[Problem description]:
Whenever a line in the entries below includes the string "friendly", count that line. Report the total alone.

[Materials provided]:
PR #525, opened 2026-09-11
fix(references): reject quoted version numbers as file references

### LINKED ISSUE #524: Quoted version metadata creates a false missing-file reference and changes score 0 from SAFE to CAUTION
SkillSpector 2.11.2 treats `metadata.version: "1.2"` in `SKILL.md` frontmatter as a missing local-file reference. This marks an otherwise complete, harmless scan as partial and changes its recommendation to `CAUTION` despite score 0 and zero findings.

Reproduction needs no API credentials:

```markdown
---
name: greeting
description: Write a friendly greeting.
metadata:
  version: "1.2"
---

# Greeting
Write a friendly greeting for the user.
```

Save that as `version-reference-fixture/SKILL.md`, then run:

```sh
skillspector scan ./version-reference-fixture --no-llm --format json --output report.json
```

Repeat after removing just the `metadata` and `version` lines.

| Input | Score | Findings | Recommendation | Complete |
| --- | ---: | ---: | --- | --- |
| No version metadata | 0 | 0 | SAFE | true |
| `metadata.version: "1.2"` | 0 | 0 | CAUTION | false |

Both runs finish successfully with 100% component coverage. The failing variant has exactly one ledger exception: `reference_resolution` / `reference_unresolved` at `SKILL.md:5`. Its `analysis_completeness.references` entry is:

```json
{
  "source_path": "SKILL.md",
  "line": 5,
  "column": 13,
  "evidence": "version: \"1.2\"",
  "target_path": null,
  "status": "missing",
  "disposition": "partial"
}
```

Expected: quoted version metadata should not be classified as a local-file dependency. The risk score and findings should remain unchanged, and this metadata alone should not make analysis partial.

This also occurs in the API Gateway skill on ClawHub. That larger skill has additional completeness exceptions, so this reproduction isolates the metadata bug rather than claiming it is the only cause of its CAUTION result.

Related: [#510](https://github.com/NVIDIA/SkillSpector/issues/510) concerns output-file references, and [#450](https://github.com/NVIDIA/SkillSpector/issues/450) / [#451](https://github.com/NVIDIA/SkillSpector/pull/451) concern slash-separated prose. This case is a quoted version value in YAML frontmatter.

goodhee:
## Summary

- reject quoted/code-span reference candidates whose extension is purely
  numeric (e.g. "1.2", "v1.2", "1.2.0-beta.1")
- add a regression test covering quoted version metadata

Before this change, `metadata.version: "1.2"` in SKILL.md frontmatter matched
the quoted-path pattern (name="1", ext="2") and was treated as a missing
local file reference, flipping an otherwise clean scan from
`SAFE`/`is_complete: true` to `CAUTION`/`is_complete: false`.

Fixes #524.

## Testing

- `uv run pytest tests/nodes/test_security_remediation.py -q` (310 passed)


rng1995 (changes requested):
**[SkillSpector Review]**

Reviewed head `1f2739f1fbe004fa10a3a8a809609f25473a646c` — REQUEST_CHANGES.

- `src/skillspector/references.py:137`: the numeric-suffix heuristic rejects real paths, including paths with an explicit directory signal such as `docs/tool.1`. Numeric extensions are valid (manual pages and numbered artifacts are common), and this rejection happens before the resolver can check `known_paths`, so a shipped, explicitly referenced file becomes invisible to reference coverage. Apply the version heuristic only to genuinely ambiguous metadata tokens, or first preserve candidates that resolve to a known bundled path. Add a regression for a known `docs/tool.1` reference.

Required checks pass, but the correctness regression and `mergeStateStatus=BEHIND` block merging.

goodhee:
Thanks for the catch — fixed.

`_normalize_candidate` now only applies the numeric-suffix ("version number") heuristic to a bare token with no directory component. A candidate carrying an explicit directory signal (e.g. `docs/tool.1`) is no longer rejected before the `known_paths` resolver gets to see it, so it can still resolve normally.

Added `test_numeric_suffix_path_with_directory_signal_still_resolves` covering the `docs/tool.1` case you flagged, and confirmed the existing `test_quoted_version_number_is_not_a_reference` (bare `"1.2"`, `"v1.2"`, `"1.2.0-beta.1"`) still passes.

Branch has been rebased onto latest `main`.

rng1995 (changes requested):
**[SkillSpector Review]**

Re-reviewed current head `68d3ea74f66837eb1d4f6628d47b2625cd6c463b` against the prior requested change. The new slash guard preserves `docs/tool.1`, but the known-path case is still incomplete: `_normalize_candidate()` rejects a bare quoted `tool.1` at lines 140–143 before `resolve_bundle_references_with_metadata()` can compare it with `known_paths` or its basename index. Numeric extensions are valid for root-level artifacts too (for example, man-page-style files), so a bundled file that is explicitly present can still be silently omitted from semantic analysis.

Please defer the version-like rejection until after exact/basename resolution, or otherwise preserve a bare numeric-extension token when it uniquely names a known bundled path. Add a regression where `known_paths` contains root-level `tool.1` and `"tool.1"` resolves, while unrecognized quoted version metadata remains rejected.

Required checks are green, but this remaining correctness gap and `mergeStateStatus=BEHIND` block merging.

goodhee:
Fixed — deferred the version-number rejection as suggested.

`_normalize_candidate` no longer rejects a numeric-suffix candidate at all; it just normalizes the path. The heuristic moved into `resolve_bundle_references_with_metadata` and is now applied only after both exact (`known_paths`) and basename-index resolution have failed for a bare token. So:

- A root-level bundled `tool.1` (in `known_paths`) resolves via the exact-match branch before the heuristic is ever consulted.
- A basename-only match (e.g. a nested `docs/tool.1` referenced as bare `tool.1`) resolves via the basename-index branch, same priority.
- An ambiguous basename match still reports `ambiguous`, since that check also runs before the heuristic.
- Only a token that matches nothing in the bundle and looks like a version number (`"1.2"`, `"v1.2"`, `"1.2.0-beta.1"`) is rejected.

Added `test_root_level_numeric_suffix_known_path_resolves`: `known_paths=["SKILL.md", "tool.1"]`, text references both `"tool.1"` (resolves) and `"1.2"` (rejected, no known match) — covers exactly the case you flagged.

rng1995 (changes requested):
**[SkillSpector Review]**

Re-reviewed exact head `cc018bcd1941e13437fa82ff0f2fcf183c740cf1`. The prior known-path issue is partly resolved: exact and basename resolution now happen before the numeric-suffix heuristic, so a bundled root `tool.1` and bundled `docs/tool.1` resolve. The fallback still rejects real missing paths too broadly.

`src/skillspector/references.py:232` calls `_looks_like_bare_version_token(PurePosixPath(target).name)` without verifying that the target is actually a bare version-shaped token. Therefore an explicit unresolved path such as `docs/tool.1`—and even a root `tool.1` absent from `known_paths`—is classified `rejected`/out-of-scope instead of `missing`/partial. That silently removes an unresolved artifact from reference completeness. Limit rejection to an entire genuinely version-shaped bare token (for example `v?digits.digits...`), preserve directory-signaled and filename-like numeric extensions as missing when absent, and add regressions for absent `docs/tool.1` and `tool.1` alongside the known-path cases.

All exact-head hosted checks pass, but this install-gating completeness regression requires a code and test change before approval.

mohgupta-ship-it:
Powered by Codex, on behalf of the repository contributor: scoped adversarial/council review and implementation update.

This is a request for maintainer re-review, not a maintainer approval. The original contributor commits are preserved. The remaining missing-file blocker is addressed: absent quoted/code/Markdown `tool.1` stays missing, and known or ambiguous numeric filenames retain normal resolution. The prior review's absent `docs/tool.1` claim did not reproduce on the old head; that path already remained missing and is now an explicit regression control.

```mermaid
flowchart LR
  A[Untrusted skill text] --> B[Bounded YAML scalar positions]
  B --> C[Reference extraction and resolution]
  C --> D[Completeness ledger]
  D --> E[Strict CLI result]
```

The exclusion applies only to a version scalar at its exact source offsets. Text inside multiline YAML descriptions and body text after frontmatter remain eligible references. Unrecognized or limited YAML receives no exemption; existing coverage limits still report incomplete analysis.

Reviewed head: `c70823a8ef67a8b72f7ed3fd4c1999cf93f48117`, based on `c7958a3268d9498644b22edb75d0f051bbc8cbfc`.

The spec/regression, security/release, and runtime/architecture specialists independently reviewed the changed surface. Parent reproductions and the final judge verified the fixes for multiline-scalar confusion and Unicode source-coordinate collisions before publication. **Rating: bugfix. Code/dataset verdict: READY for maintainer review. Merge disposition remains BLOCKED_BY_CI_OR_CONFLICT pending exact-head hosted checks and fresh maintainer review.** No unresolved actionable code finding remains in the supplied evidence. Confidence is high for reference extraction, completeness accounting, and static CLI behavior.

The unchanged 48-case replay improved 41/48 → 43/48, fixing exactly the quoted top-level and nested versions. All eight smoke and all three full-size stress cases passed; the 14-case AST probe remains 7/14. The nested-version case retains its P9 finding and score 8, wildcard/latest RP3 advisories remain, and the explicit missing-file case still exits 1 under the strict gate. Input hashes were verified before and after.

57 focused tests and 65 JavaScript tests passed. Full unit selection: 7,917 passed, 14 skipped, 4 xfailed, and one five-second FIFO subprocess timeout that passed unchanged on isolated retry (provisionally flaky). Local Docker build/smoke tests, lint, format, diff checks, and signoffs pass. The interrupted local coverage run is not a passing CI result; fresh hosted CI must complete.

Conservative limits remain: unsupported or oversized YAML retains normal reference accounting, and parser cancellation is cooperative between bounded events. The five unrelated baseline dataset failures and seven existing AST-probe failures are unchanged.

==

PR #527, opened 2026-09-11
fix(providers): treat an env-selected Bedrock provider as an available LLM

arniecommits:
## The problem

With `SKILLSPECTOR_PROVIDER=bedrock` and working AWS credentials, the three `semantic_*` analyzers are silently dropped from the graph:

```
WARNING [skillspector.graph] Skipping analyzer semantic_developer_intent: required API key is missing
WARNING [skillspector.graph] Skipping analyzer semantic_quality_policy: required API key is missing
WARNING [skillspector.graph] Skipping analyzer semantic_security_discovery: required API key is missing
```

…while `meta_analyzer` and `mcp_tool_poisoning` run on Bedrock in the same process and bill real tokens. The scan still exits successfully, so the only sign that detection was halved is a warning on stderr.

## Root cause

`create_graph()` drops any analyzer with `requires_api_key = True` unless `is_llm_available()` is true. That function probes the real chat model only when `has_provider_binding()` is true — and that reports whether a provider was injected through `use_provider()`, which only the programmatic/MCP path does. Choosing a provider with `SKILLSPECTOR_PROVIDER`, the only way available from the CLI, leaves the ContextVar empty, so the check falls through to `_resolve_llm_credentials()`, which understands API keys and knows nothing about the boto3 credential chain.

[Exercise answer]:
2